Analog Devices to acquire Maxim Integrated, strengthening its analogue semiconductor leadership
14 July 2020
Semiconductor company specialising in data conversion, signal processing & power management, Analog Devices (ADI) has announced that it is to acquire Maxim Integrated Products, which focuses on IC technologies to make systems smaller & smarter, with enhanced security & increased energy efficiency, in an all stock transaction that values the combined enterprise at over $68 billion.
The transaction, which puts Maxim's value at around $21bn, has been unanimously approved by the Boards of Directors of both companies and will strengthen ADI's analogue semiconductor leadership through increased breadth and scale across multiple end markets – with Maxim's strength in automotive and data centre markets complementing ADI’s strength across broad industrial, communications and digital healthcare markets.
According to ADI, the move will result in increased scale and diversification, positioning it to capitalise on key secular growth trends, and enhanced domain expertise and breadth of engineering capabilities will enable it to develop more complete solutions to solve customers’ most complex problems.
Under the terms of the agreement, Maxim stockholders will receive 0.630 of a share of ADI common stock for each share of Maxim common stock they hold at the closing of the transaction. Upon closing, current ADI stockholders will own approximately 69% of the combined company, while Maxim stockholders will own approximately 31%.
“Today’s exciting announcement with Maxim is the next step in ADI’s vision to bridge the physical and digital worlds. ADI and Maxim share a passion for solving our customers’ most complex problems, and with the increased breadth and depth of our combined technology and talent, we will be able to develop more complete, cutting-edge solutions,” said Vincent Roche, President & CEO of ADI. “Maxim is a respected signal processing and power management franchise with a proven technology portfolio and impressive history of empowering design innovation. Together, we are well-positioned to deliver the next wave of semiconductor growth, while engineering a healthier, safer and more sustainable future for all.”
“For over three decades, we have based Maxim on one simple premise – to continually innovate and develop high-performance semiconductor products that empower our customers to invent. I am excited for this next chapter as we continue to push the boundaries of what’s possible, together with ADI. Both companies have strong engineering and technology know-how and innovative cultures. Working together, we will create a stronger leader, delivering outstanding benefits to our customers, employees and shareholders,” said Tunç Doluca, President & CEO of Maxim Integrated.

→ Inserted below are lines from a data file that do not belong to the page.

PR #1268, opened 2018-02-05
FUSETOOLS-2769 - Cache ICamelService

apupier:
- it is saving 20 ms on each call
- loosing dynamicity in case a service is added/removed during runtime
- but I think that it is no more used anyway and the camel.version used
is always "dynamic" and I'm pretty sure that nobody is using this
dynamicity

# Pull Request Checklist

## General

## Functional

## Maintainability

## Tests

- [ ] Are there unit-tests?
- [ ] Are there integration tests (or at least a jira to tackle these)? mainly removing code and there are already several tests going through the code changed

## Legal


apupier:
so for instance when adding a File component to a diagram, the gain is of 120 ms

before:
image

and after I can't even show it because the time is too low to be captured in diagram with sampler mode used

apupier:
@lhein should we stay with the "cache" way? or completely remove the Service stuff which I think is not used anymore (since Camel Version decoupling)?

lhein:
That is a relict from when we had separate bundles for each camel version. We can remove/refactor that imo.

Upon closing, two Maxim directors will join ADI’s Board of Directors, including Maxim President & CEO, Tunç Doluca.
Compelling strategic & financial rationale
• Industry leader with increased global scale: The combination strengthens ADI’s analogue semiconductor leadership position with expected revenue of $8.2 billion and free cash flow of $2.7 billion on a pro forma basis. Maxim’s strength in the automotive and data centre markets, combined with ADI’s strength across the broad industrial, communications and digital healthcare markets are highly complementary and aligned with key secular growth trends. With respect to power management, Maxim’s applications-focused product offerings complement ADI’s catalogue of broad market products.
• Enhanced domain expertise & capabilities: Combining best-in-class technologies will enhance ADI’s depth of domain expertise and engineering capabilities from DC to 100 gigahertz, nanowatts to kilowatts and sensor to cloud, with more than 50,000 products. This will enable the combined company to offer more complete solutions, serve more than 125,000 customers and capture a larger share of a $60 billion total addressable market.
• Shared passion for innovation-led growth: The combination brings together similar cultures focused on talent, innovation and engineering excellence with more than 10,000 engineers and approximately $1.5 billion in annual research & development investment. The combined company will continue to be a destination for the most talented engineers in multiple domains.
• Earnings accretion & cost savings: This transaction is expected to be accretive to adjusted EPS in 18 months subsequent to closing with $275 million of cost synergies by the end of year two, driven primarily by lower operating expenses and cost of goods sold. Additional cost synergies from manufacturing optimisation are expected to be realised by the end of year three subsequent to closing.
• Strong financial position & cash flow generation: ADI expects the combined company to yield a stronger balance sheet, with a pro forma net leverage ratio of approximately 1.2x4. This transaction is also expected to be accretive to free cash flow at close, enabling additional returns to shareholders.
With both companies currently selling more than half of their component volume through distribution channels, the impact of any post-acquisition consolidation or re-alignment is potentially substantial.
Timing & approvals
The transaction is expected to close in the summer of 2021, subject to the satisfaction of customary closing conditions, including receipt of US and certain non-US regulatory approvals, and approval by stockholders of both companies.